• Listed records:
§ §

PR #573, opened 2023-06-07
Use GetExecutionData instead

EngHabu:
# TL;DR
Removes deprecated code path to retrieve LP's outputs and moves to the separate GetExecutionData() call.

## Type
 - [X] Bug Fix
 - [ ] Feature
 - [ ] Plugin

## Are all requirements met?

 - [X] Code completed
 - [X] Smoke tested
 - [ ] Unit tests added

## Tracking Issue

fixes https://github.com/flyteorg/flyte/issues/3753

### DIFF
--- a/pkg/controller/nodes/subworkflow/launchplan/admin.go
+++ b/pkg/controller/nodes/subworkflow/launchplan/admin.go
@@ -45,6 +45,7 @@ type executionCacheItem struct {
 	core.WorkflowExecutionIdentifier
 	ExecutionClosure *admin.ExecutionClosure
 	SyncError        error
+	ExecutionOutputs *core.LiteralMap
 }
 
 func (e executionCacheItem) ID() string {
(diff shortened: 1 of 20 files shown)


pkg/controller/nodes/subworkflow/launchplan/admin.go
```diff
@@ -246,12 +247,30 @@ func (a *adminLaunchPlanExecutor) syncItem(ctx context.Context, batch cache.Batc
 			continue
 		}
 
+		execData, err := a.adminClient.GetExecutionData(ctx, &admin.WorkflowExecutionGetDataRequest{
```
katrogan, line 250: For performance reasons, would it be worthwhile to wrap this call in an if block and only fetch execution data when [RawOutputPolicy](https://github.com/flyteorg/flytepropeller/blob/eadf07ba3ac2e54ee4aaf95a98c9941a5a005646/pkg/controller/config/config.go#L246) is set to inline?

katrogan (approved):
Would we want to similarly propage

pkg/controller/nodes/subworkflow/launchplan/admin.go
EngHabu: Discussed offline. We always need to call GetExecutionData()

§ §

Copy the lines above exactly, from the very first through the one containing "## Tracking Issue", and include no other line.

• Solution to this problem:
PR #573, opened 2023-06-07
Use GetExecutionData instead

EngHabu:
# TL;DR
Removes deprecated code path to retrieve LP's outputs and moves to the separate GetExecutionData() call.

## Type
 - [X] Bug Fix
 - [ ] Feature
 - [ ] Plugin

## Are all requirements met?

 - [X] Code completed
 - [X] Smoke tested
 - [ ] Unit tests added

## Tracking Issue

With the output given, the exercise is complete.